We can begin with some recent work: in 2010, three researchers from Harvard and Toronto found all the trials looking at five major classes of drug – antidepressants, ulcer drugs and so on – then measured two key features: were they positive, and were they funded by industry?1 They found over five hundred trials in total: 85 per cent of the industry-funded studies were positive, but only 50 per cent of the government-funded trials were. That’s a very significant difference.
In 2007, researchers looked at every published trial that set out to explore the benefit of a statin.2 These are cholesterol-lowering drugs which reduce your risk of having a heart attack, they are prescribed in very large quantities, and they will loom large in this book. This study found 192 trials in total, either comparing one statin against another, or comparing a statin against a different kind of treatment. Once the researchers controlled for other factors (we’ll delve into what this means later), they found that industry-funded trials were twenty times more likely to give results favouring the test drug. Again, that’s a very big difference.

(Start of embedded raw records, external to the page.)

PR #3559, opened 2018-01-02
Update Wix toolset version to 3.10.4

rakeshsinghranchi:


rakeshsinghranchi:
@dotnet-bot test Windows_NT x86 Debug build please

src/pkg/packaging/windows/package.targets
```diff
@@ -22,7 +22,7 @@
             Condition="'$(OSGroup)' == 'Windows_NT' and '$(GenerateMSI)' == 'true'">
       
       <PropertyGroup>
-        <WixVersion Condition="'$(WixVersion)' == ''">3.10.2</WixVersion>
+        <WixVersion Condition="'$(WixVersion)' == ''">3.10.4</WixVersion>
```
eerhardt: How can this ever happen when `$(WixVersion)` is unconditionally set in the `package.props` file that's imported above?

Can we just remove this line?

src/pkg/packaging/windows/GetWix.ps1
```diff
@@ -1,5 +1,5 @@
 ﻿Param(
-    [string]$WixFilename="wix.3.10.2.zip",
+    [string]$WixFilename="wix.3.10.4.zip",
```
eerhardt: Can we just remove the default value, so this version number isn't copied in multiple places? This parameter is always specified when we call it from MSBuild. It would be nice to have a single place (the `package.props` file) that defines the version.  That way they can never be out of sync.

rakeshsinghranchi:
@wli3, did you investigation for this during cli repro update for wix version ?
>On a side note, did we investigate upgrading to 3.11.1 instead? I see that is the recommendation from WiX: https://twitter.com/wixtoolset/status/947586452921114624

src/pkg/packaging/windows/package.targets
```diff
@@ -22,11 +22,10 @@
             Condition="'$(OSGroup)' == 'Windows_NT' and '$(GenerateMSI)' == 'true'">
       
       <PropertyGroup>
-        <WixVersion Condition="'$(WixVersion)' == ''">3.10.2</WixVersion>
         <WixFilename>wix.$(WixVersion).zip</WixFilename>
       </PropertyGroup>
 
-      <Exec Command="powershell -NoProfile -NoLogo $(GetWixScript) -WixVersion $(WixVersion) -OutputDir $(WixToolsDir)" />
+      <Exec Command="powershell -NoProfile -NoLogo $(GetWixScript) -WixVersion $(WixVersion) -WixFilename $(WixFilename) -OutputDir $(WixToolsDir)" />
```
eerhardt: Sorry, I didn't look at this closer last time I reviewed it.

`-WixVersion` isn't a parameter to the `GetWix.ps1` script.  Can you remove that parameter?  I thought that the existing parameter was being passed in for the `[string]$WixFilename="wix.3.10.4.zip"` parameter.

So this line can be:

```
<Exec Command="powershell -NoProfile -NoLogo $(GetWixScript) -WixFilename $(WixFilename) -OutputDir $(WixToolsDir)" />
```

rakeshsinghranchi:
Anytime :)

We’ll do one more. In 2006, researchers looked into every trial of psychiatric drugs in four academic journals over a ten-year period, finding 542 trial outcomes in total. Industry sponsors got favourable outcomes for their own drug 78 per cent of the time, while independently funded trials only gave a positive result in 48 per cent of cases. If you were a competing drug put up against the sponsor’s drug in a trial, you were in for a pretty rough ride: you would only win a measly 28 per cent of the time.3
These are dismal, frightening results, but they come from individual studies. When there has been lots of research in a field, it’s always possible that someone – like me, for example – could cherry-pick the results, and give a partial view. I could, in essence, be doing exactly what I accuse the pharmaceutical industry of doing, and only telling you about the studies that support my case, while hiding the reassuring ones from you.

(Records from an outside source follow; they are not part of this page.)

Issue #4007, opened 2018-04-10
dotnet-host 2.1.0-preview2-26406-04-1 is not backwards compatible with 2.0.x applications: Failed to resolve library symbol hostfxr_main_startupinfo


natemcmaster:
I'm seeing multiple reports that 2.0.x runtimes no longer launch due to failures in loading libhostfxr.so

https://github.com/travis-ci/travis-ci/issues/9467
https://twitter.com/bradwilson/status/983782235777024000

**Repro**
On a clean machine, configure feeds as described on https://www.microsoft.com/net/download/linux-package-manager/ubuntu16-04/sdk-current
`sudo apt-get install dotnet-sdk-2.1.104`
`dotnet --info`

**Expected**
Stable releases of .NET Core should still work and only install stable versions of the `dotnet-host` package.

**Actual**
The installation brings down the prerelease `dotnet-host` package, version 2.1.0-preview2-26406-04-1, which issues this warning before exiting with and error code.
```
Failed to resolve library symbol hostfxr_main_startupinfo, error: /usr/share/dotnet/host/fxr/2.0.0/libhostfxr.so: undefined symbol: hostfxr_main_startupinfo
```

**Workaround**
Downgrade the `dotnet-host` package to an older version
```
sudo apt install dotnet-host=2.0.6-1
```

@steveharter @Petermarcu @leecow - preview2 impacting

cc @bradwilson @akoeplinger

pakrym:
Is caused by  [this ](https://github.com/dotnet/core-setup/blob/24ba120b0ca1ba60a24a79b7dc95866cd3e9f799/src/corehost/common/pal.unix.cpp#L85) check. On windows returning null is allowed and it's checked in the condition [here](https://github.com/dotnet/core-setup/blob/d6802d0c09f845cc26020691f155320a1fb37a67/src/corehost/corehost.cpp#L274) but on Linux PAL would log an error.

bording:
Installing `dotnet-sdk-2.1.104` also ends up installing the `dotnet-runtime-deps-2.1.0-preview2-26406-04` package.

I don't think you should be publishing preview packages on the same feed as the release packages.

steveharter:
So there are two issues here:
1) We are installing a preview version of the host when we shouldn't
2) There is a log message this is causing downstream issues. However, it is new to me that writing to stderr will cause `csc.exe` to fail since the actual process return value here should be success. Plus we write to stderr for informational cases when COREHOST_TRACE=1.

[...]

PR #4010, opened 2018-04-10
Make logging consistent across platforms for pal::get_symbol

steveharter:
Remove the `trace::error` under Linux\OSX when calling `pal::get_symbol` when no symbol was found. Windows does not log the error in this case and it is not necessarily an error when this occurs.

I did verify that the uses of get_symbol do verify against nullptr for the error cases.

Another change was to add explicit comparisons to `nullptr` although that is not causing any issues.

This is a partial fix for https://github.com/dotnet/core-setup/issues/4007. We still need to determine why preview bits of hostfxr are installed with released bits of SDK.

### DIFF
--- a/src/corehost/common/pal.unix.cpp
+++ b/src/corehost/common/pal.unix.cpp
@@ -79,12 +79,7 @@ bool pal::load_library(const string_t* path, dll_t* dll)
 
 pal::proc_t pal::get_symbol(dll_t library, const char* name)
 {
-    auto result = dlsym(library, name);
-    if (result == nullptr)
-    {
-        trace::error(_X("Failed to resolve library symbol %s, error: %s"), name, dlerror());
-    }
-    return result;
+    return dlsym(library, name);
 }
 
 void pal::unload_library(dll_t library)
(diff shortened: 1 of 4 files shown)


src/corehost/common/pal.unix.cpp
```diff
@@ -79,12 +79,7 @@ bool pal::load_library(const string_t* path, dll_t* dll)
 
 pal::proc_t pal::get_symbol(dll_t library, const char* name)
 {
-    auto result = dlsym(library, name);
-    if (result == nullptr)
-    {
-        trace::error(_X("Failed to resolve library symbol %s, error: %s"), name, dlerror());
```
eerhardt: would it make sense to at least `trace::log` this?  Or whatever the 'verbose' logging is here.  That way it still is debuggable with COREHOST_TRACE.

steveharter: Yes. Added logging to both Windows and Linux\OSX.

The logging here is not necessary since each error cases does their own logging, although that logging is not as precise as doing it here, plus as you mentioned it may help debugging (esp non-error cases), so I added it.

To guard against this risk, researchers invented the systematic review. We’ll explore this in more detail soon (p.here), since it’s at the core of modern medicine, but in essence a systematic review is simple: instead of just mooching through the research literature, consciously or unconsciously picking out papers here and there that support your pre-existing beliefs, you take a scientific, systematic approach to the very process of looking for scientific evidence, ensuring that your evidence is as complete and representative as possible of all the research that has ever been done.
Systematic reviews are very, very onerous. In 2003, by coincidence, two were published, both looking specifically at the question we’re interested in. They took all the studies ever published that looked at whether industry funding is associated with pro-industry results. Each took a slightly different approach to finding research papers, and both found that industry-funded trials were, overall, about four times more likely to report positive results.4 A further review in 2007 looked at the new studies that had been published in the four years after these two earlier reviews: it found twenty more pieces of work, and all but two showed that industry-sponsored trials were more likely to report flattering results.5
I am setting out this evidence at length because I want to be absolutely clear that there is no doubt on the issue. Industry-sponsored trials give favourable results, and that is not my opinion, or a hunch from the occasional passing study. This is a very well-documented problem, and it has been researched extensively, without anybody stepping out to take effective action, as we shall see.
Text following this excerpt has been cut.